## WHAT IS REQUIRED
Look through the material below and return every line that contains "Tagged".

■ ■ ■ ■ ■

PR #9222, opened 2025-10-18
add Task List package

noahcoad:

My package is ...

BTW, thank you for this checklist, it really helped me clean things up

### DIFF
--- a/repository/t.json
+++ b/repository/t.json
@@ -416,6 +416,17 @@
 			]
 		},
 		{
+			"name": "Task List",
+			"details": "https://github.com/noahcoad/SublimeTaskList",
+			"labels": ["todo", "gtd", "tasks"],
+			"releases": [
+				{
+					"sublime_text": ">=3000",
+					"tags": true
+				}
+			]
+		},
+		{
 			"name": "Task Timer",
 			"details": "https://github.com/jcowgar/sublime-task-timer",
 			"releases": [


noahcoad:
> * Your example keymap is not referenced anywhere. Note that you can leverage the edit_settings command to make it easy for users to find your suggested bindings and copy them over.

Thank you! I'll add "Key Mapping" to user settings with the key mapped there.

> * Might I suggest using an icon that doesn't have a religious connotation for "to do"? E.g. ☑️ or ⚛️ if you want one from the purple set? If it's "just" and icon the start of David feels like an odd choice.

Thanks for calling that out! YES, will update. (had used the previous bc it was the closet 'empty check box' look that stood out, but great point on it being a religious symbol)

> * As someone doesn't give a hoot about ones preferred style of indentation, the tone in that comment reads a bit off... I'd edit that out before "going public"

Oh boy, thank you, gosh I wrote that like 10 yrs ago and just now getting around to publishing. Definitely will update, thank you.

Thank you for the close review! Really appreciate the excellent feedback.

noahcoad:
@braver Finally circled back on this — sorry for the long gap. Tagged `v0.1.1` with all three items addressed:

1. **Keymap** — dropped the unreferenced `Example.sublime-keymap` for a real `Default.sublime-keymap` shipping the suggested binding commented out, following the sublime-telescope pattern you pointed me at. Added a **Key Bindings** entry under Preferences > Package Settings > Task List via `edit_settings`, and both Settings and Key Bindings are in the command palette now.
2. **Icon** — the Star of David is gone; default "to do" is now ⚛️. Trying to keep it in a similar shape as other green/red/yellow/orange emojis. A few alternates are documented in the settings file and readme so users can swap easily.
3. **Tone** — that indentation comment is deleted.

Also untracked a stray `.DS_Store` and added a `messages/0.1.1.txt` so existing users know the default icon changed. Would you mind re-opening when you get a chance? Happy to open a fresh PR instead if that's easier.

braver:
Cool, thanks. I can't re-open from here so perhaps best if you can start a fresh PR.

noahcoad:
will do.

noahcoad:
Opened a fresh PR as suggested: #9567. Tagged `v0.2.0` there, with everything from this thread addressed plus a couple of new commands since. Thanks for the patience on this one.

■ ■ ■ ■ ■

## TASK OUTPUT
@braver Finally circled back on this — sorry for the long gap. Tagged `v0.1.1` with all three items addressed:
Opened a fresh PR as suggested: #9567. Tagged `v0.2.0` there, with everything from this thread addressed plus a couple of new commands since. Thanks for the patience on this one.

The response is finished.